Create guide for modeling go libraries

This commit is contained in:
Owen Mansel-Chan
2020-06-29 11:46:09 +01:00
parent 76f482682c
commit 63b2afb4ce

View File

@@ -0,0 +1,61 @@
# Modeling Go libraries for CodeQL
CodeQL does not examine the source code for external packages. To track the flow of untrusted data through them you need to create a model of the library. Existing models can be found in `ql/src/semmle/go/frameworks/`, and a good source of examples. You should make a new file in that folder, named after the library.
## Sources
To mark a source of data that is controlled by an untrusted user, we create a class extending `UntrustedFlowSource::Range`. Inheritance and the characteristic predicate of the class should be used to specify exactly the dataflow node that introduces the data. Here is a short example from `Mux.qll`.
```go
class RequestVars extends DataFlow::UntrustedFlowSource::Range, DataFlow::CallNode {
RequestVars() { this.getTarget().hasQualifiedName("github.com/gorilla/mux", "Vars") }
}
```
## Flow propagation
By default, it is assumed that all functions in libraries do not have any data flow. To indicate that a particular function does, you need to create a class extending `TaintTracking::FunctionModel`. Inheritance and the characteristic predicate of the class should specify the function and a method with the signature `override predicate hasTaintFlow(FunctionInput inp, FunctionOutput outp)` is need.

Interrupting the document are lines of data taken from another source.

PR #3892, opened 2020-11-16
remove virtual when using override

tjhei:
follow-up to #3890

### DIFF
--- a/include/aspect/time_stepping/function.h
+++ b/include/aspect/time_stepping/function.h
@@ -49,7 +49,6 @@ namespace aspect
         /**
          * The main execute() function.
          */
-        virtual
         double
         execute() override;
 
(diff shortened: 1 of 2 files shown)


bangerth:
We're not really consistent in whether or not we use `virtual` on overridden functions. Are you suggesting to get rid of it everywhere?

tjhei:
Not sure if we ever made a decision about it, but @gassmoeller asked about it here: https://github.com/geodynamics/aspect/pull/3890#issuecomment-728212841

See
https://github.com/geodynamics/aspect/issues/3258 and https://github.com/geodynamics/aspect/pull/3249 for related discussions.

bangerth:
Ah, I see. I might not agree with it (I think that `override` is like `const` to let the compiler help me -- an insurance against mistakes, in this case in spelling of function names and the types of arguments -- whereas the duplicated `virtual` is for human readers). I think it is a mental stretch to infer from seeing `override` that the function is `virtual` when one does not make that stretch in the base class.

But that's besides the point. I should have spoken up in #3258. Now we should strive for consistency, so this is ok.

PR #3893, opened 2020-11-16
Modified the plugin for depths more than the input viscosity file.

alarshi:
This PR addresses a minor change in the exisiting test plugin which scales the aveage rheology of the material model to an input ascii reference data, to use the last depth layer when the dephs are greater than the input ascii data rheology.

### For all pull requests:

### DIFF
--- a/tests/rheology_scaled_profile.cc
+++ b/tests/rheology_scaled_profile.cc
@@ -152,9 +152,15 @@ namespace aspect
                                           std::lower_bound(reference_viscosity_coordinates.begin(),
                                                            reference_viscosity_coordinates.end(),
                                                            depth));
-              if (depth_index > 0)
-                depth_index -= 1;
             }
+          // depth_index calculated above is the first layer boundary larger than depth,
+          // the correct layer index is then one less than this (except for depth == depth_bounds[0],
+          // in which case the depth_bounds index is also the layer_index, namely 0).
+          // For depths > depth_bounds[n-1], where, n is the size of the depth_bounds, we need to use
+          // the depth_bound one less than this, i.e. depth_bounds[n-2] to compute the averages of the
+          // last layer.
+          if (depth_index > 0)
+            depth_index -= 1;
 
           // When evaluating reference viscosity, evaluate at the next lower depth that is stored
           // in the reference profile instead of the actual depth. This makes the profile piecewise


gassmoeller (commented):
This is correct, but I think it is a bit confusing. Can you instead leave line 147 as it was and instead move lines 155 and 156 out of the `else` branch? That should be equivalent, but easier to understand.

tjhei:
> Can you instead leave line 147 as it was and instead move lines 155 and 156 out of the `else` branch? That should be equivalent, but easier to understand.

Are you sure? I would think the ``depth > back()`` case should not be adjusted by -1. Or am I missing why this change is done?

@alarshi can you leave a comment right above the new code to say why this needs to be done? I assume the reasoning is that you want to use the value at the top of the layer for a point (otherwise the last two layers have the same value while the value in the first layer is not used).

tjhei:
Thanks for the update. I am still confused why ``depth_index = reference_viscosity_coordinates.size() - 2;`` is the correct value to use if the depth is bigger than all values (this is caused by Rene's suggestion to move the if outside the else branch. Shouldn't ``-1`` be correct?

alarshi:
@tjhei: I think without using an effective ```depth_index = reference_viscosity_coordinates.size()  - 2 ```, which is equivalent to Rene's suggestion of moving the else branch outside, we will get ```average_viscosity``` of almost 0.  For example, a reference viscosity profile with  2 layers having depth bounds at 0, 1e6, and 2e6 and a geometry model in which maximum depth is 2.5e6, the ```depth_index``` would be 2 previously (```reference_viscosity_coordinates.size() = 3```) , but the function ```compute_lateral_average()``` in ```lateral_averaging.cc``` only computes average for ```depth_bounds.front() <  depth < depth_bounds.back(),``` (ln 506 to ln 516 in ```lateral_averaging.cc```)  otherwise the variable, ```values_all``` and the averaged value, ```values[property][i]``` (ln 533 in ```lateral_averaging.cc```) is 0. This makes the compute_viscosity_scaling in ```rheology_scaled_plugin.cc``` throw a FPE.

tjhei:
Oh, I get it now. Thank you for the detailed explanation.

tests/rheology_scaled_profile.cc
```diff
@@ -152,9 +152,15 @@ namespace aspect
                                           std::lower_bound(reference_viscosity_coordinates.begin(),
                                                            reference_viscosity_coordinates.end(),
                                                            depth));
-              if (depth_index > 0)
-                depth_index -= 1;
             }
+          // Depth index calculated above is the first layer boundary larger than depth,
```
gassmoeller, line 156:
```suggestion
          // depth_index calculated above is the first layer boundary larger than depth,
```

tests/rheology_scaled_profile.cc
```diff
@@ -152,9 +152,15 @@ namespace aspect
...
+          // the correct layer index is then one less than this (except for depth == depth_bounds[0],
+          // in which case the depth_bounds index is also the layer_index, namely 0).
+          // For depths > depth_bounds[n-1], where, n is the size of the depth_bounds, we need to use
+          // the depth_bound ones less than this, i.e. depth_bounds[n-2] to compute the averages of the
```
gassmoeller, line 160:
```suggestion
          // the depth_bound one less than this, i.e. depth_bounds[n-2] to compute the averages of the
```

gassmoeller (commented):
@alarshi Could you update the documentation with my suggestions? Afterwards I think this is ready to merge.

alarshi:
@gassmoeller: Thank you! I addressed your comments in the latest commit.

gassmoeller (approved):

PR #3895, opened 2020-11-18
clang-tidy update

tjhei:
- update clang-tidy rules (taken from deal.II)
- run with new clang-tidy 10
- update and fix contrib/utilities/run_clang_tidy.sh
- apply fixes:
1. replace bind() by lambdas
2. use range for loop
3. various smaller fixes


source/simulator/core.cc
```diff
@@ -150,99 +150,102 @@ namespace aspect
...
-    post_geometry_model_creation_action (std::bind (&Parameters<dim>::parse_geometry_dependent_parameters,
-                                                    std::ref(parameters),
-                                                    std::ref(prm),
-                                                    std::cref(*geometry_model))),
-    material_model (MaterialModel::create_material_model<dim>(prm)),
-    gravity_model (GravityModel::create_gravity_model<dim>(prm)),
-    prescribed_stokes_solution (PrescribedStokesSolution::create_prescribed_stokes_solution<dim>(prm)),
-    adiabatic_conditions (AdiabaticConditions::create_adiabatic_conditions<dim>(prm)),
+      [&]()
+  {
```
tjhei, line 154: astyle sadly gets confused with the indentation here. Should we leave the bind() call in here?

source/postprocess/heat_flux_statistics.cc
```diff
@@ -61,6 +61,7 @@ namespace aspect
         boundary_indicators
           = this->get_geometry_model().get_used_boundary_indicators ();
         std::vector<double> local_values;
+        local_values.reserve(boundary_indicators.size());
         for (const auto p : boundary_indicators)
           local_values.push_back (local_boundary_fluxes[p]);
```
MFraters, line 66: Why doesn't this use emplace back here, since push_back was replaced by emplace back in a few other files?

source/postprocess/visualization.cc
```diff
@@ -343,6 +341,7 @@ namespace aspect
         // the global .visit file needs the relative path because it sits a
         // directory above
         std::vector<std::string> filenames_with_path;
+        filenames_with_path.reserve(filenames.size());
         for (const auto &filename : filenames)
           {
             filenames_with_path.push_back("solution/" + filename);
```
MFraters, line 347: same question about push back vs emplace back here

source/simulator/core.cc
MFraters: Is there a real downside of using bind? If not I would personally prefer the readability for now. Also in the other places where bind has been replaced.

MFraters (commented):
Wow, those are a lot of changes. I really like to loop modernizations. Did clang-tidy autofix the code or did you have to fix it all by hand? 

I do have a few small comments/questions, but I am generally fine with it being merged.

source/material_model/steinberger.cc
```diff
@@ -195,8 +195,8 @@ namespace aspect
       if (use_lateral_average_temperature)
         {
           this->get_lateral_averaging().get_temperature_averages(avg_temp);
-          for (unsigned int i = 0; i < avg_temp.size(); ++i)
-            AssertThrow(numbers::is_finite(avg_temp[i]),
+          for (double i : avg_temp)
```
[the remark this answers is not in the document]
tjhei: avg_temp is a class member. Maybe we do this separately after this PR is merged?

source/postprocess/heat_flux_statistics.cc
tjhei: I think it might not trigger for type double as it doesn't matter there, but I will replace it as well.

tjhei:
> Is there a real downside of using bind?

Not really. I agree, let's keep it for now. I updated the patch with (most of) your suggestions.

tjhei:
> Did clang-tidy autofix the code or did you have to fix it all by hand?

This uses the ``-fix`` setting of clang-tidy with some manual cleanup (variable names).

MFraters (approved):
looks good to me. 

> avg_temp is a class member. Maybe we do this separately after this PR is merged?

Sure, and since I am the one nitpicking here, I will put in the effort to make the change ;)

PR #4367, opened 2021-09-25
fix MeshDeformationHandler<dim>::*_matching_mesh_deformation_object

zjiaqi2018:
Fix a few places in `MeshDeformationHandler<dim>::*_matching_mesh_deformation_object` as suggested by @tjhei .

### DIFF
--- a/include/aspect/mesh_deformation/interface.h
+++ b/include/aspect/mesh_deformation/interface.h
@@ -538,7 +538,7 @@ namespace aspect
     bool
     MeshDeformationHandler<dim>::has_matching_mesh_deformation_object () const
     {
-      for (typename std::map<types::boundary_id, std::vector<std::unique_ptr<Interface<dim>>>>::iterator boundary_id
+      for (typename std::map<types::boundary_id, std::vector<std::unique_ptr<Interface<dim>>>>::const_iterator boundary_id
            = mesh_deformation_objects.begin();
            boundary_id != mesh_deformation_objects.end(); ++boundary_id)
         for (const auto &p : boundary_id->second)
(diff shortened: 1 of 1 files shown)


include/aspect/mesh_deformation/interface.h
```diff
@@ -538,7 +538,7 @@ namespace aspect
     bool
     MeshDeformationHandler<dim>::has_matching_mesh_deformation_object () const
     {
-      for (typename std::map<types::boundary_id, std::vector<std::unique_ptr<Interface<dim>>>>::iterator boundary_id
+      for (typename std::map<types::boundary_id, std::vector<std::unique_ptr<Interface<dim>>>>::const_iterator boundary_id
```
tjhei, line 541: Can you use a ranged for loop with const auto & here? Also, I would call the variable something else: it is not a boundary id but an iterator.

include/aspect/mesh_deformation/interface.h
```diff
@@ -562,20 +562,17 @@ namespace aspect
                              "that could not be found in the current model. Activate this "
                              "mesh deformation in the input file."));
 
-      for (typename std::map<types::boundary_id, std::vector<std::unique_ptr<Interface<dim>>>>::iterator boundary_id
+      for (typename std::map<types::boundary_id, std::vector<std::unique_ptr<Interface<dim>>>>::const_iterator boundary_id
```
tjhei, line 565: Same here.

tjhei (approved):
Thank you. It is worth mentioning that the old code did not compile...

tjhei (approved):
So much nicer than before! 👍

PR #4369, opened 2021-09-30
A postprocessor that outputs the second invariant of the deviatoric stress tensor

anne-glerum:
### For all pull requests:


bobmyhill:
Could the calculation of the stress tensor be moved into a utilities function? There's quite a lot of code overlap with the Stress visualization function (which is currently in flux; see #4375).

anne-glerum:
I agree that it would make sense not to repeat assembling the stress tensor in different postprocessors. Currently there are 4 pps that could benefit from a utilities function:
```
stress.cc
shear_stress.cc
maximum_horizontal_compressive_stress.cc
principal_stress.cc
```
However, I think it falls outside the scope of this current PR to create such a function. Happy to open a new PR of course.

anne-glerum:
I'll add the changelog, but should I undo the change in the way the stress is computed when elasticity is used? Seeing that we decided to not change the other stress postprocessors, undoing the last commit would at least make all the stress postprocessors consistent.

PR #4373, opened 2021-10-01
Print solver history on failure if only cheap Stokes solver is used

gassmoeller:
This fixes a bug reported by @alarshi. At the moment if we only use cheap Stokes solver steps and fail to converge, we only print the assertion message from the solver, but do not print the solver history. This was an oversight of me in #4335. I added a test that shows the correct behavior.


alarshi:
@gassmoeller : Hi Rene,
It took me some time to understand what was going on, but I get it now and the PR looks good to me. Thank you for the review opportunity, I learned more about exception handling! :)

gassmoeller:
> Thank you for the review opportunity, I learned more about exception handling! :)

Ha, I feel bad when you thank me to give you more work ;-), I mostly thought it is a good opportunity to learn something.

Per our merge policy we need one of the other principal developers to approve this PR. Then we can go ahead and merge.

PR #4374, opened 2021-10-01
Stokes: need grads_phi_u when enable_elasticity

zjiaqi2018:
For GMG, we need grads_phi_u when we have elasticity. 
@tjhei Does this look right to you?


tjhei (approved):
Yes, looks reasonable. This has also incorrect for matrix-based, but we likely never trigger it.

PR #4376, opened 2021-10-06
fix GMG mesh deformation missing ghost entries

tjhei:
Without adding additional ghost entries to the level displacement vectors used by the ``MappingQEulerian``, we run into crashes like
```
An error occurred in line <1627> of file </ssd/candi-v9.3.1-r1/tmp/unpack/deal.II-v9.3.1/include/deal.II/lac/la_parallel_vector.h> in function
    Number dealii::LinearAlgebra::distributed::Vector<Number, MemorySpace>::operator()(dealii::LinearAlgebra::distributed::Vector<Number, MemorySpace>::size_type) const [with Number = double; MemorySpace = dealii::MemorySpace::Host; dealii::LinearAlgebra::distributed::Vector<Number, MemorySpace>::size_type = unsigned int]
The violated condition was: 
    partitioner->in_local_range(global_index) || partitioner->ghost_indices().is_element(global_index)
```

The body should specify either `inp.isReceiver()` or `inp.isParameter(i)` for some `i`. It should also specify either `outp.isResult()` (only valid if there is only one return value), `outp.isResult(i)` or `outp.isParameter(i)` for some `i`. Here is an example from `Gin.qll`, slightly modified for brevity.
```go
private class ParamsGet extends TaintTracking::FunctionModel, Method {
ParamsGet() { this.hasQualifiedName("github.com/gin-gonic/gin", "Params", "Get") }
override predicate hasTaintFlow(FunctionInput inp, FunctionOutput outp) {
inp.isReceiver() and outp.isResult(0)
}
}
```
## Sanitizers
It is not necessary to indicate that library methods are sanitizers - because the body is not analysed it is assumed that data does not flow through them.
## Sinks
Data-flow sinks are specified by queries rather than by library models. What library models can do is to indicate when functions belong to special categories of function, which queries can use when specifying sinks. Categories representing these special categories are contained in `ql/src/semmle/go/Concepts.qll`. For example, a call to a logging mechanism should be indicated by making a class that extends `LoggerCall::Range`, as in the following example from `Glog.qll`.
```go
private class GlogCall extends LoggerCall::Range, DataFlow::CallNode {
GlogCall() {
exists(string fn |
fn.regexpMatch("Error(|f|ln)")
or
fn.regexpMatch("Exit(|f|ln)")
or
fn.regexpMatch("Fatal(|f|ln)")
or
fn.regexpMatch("Info(|f|ln)")
or
fn.regexpMatch("Warning(|f|ln)")
|
this.getTarget().hasQualifiedName("github.com/golang/glog", fn)
or
this.getTarget().(Method).hasQualifiedName("github.com/golang/glog", "Verbose", fn)
)
}
override DataFlow::Node getAMessageComponent() { result = this.getAnArgument() }
}
```
Other useful classes in `ql/src/semmle/go/Concepts.qll` include ones for HTTP response writers, HTTP redirects and marshaling and unmarshaling functions.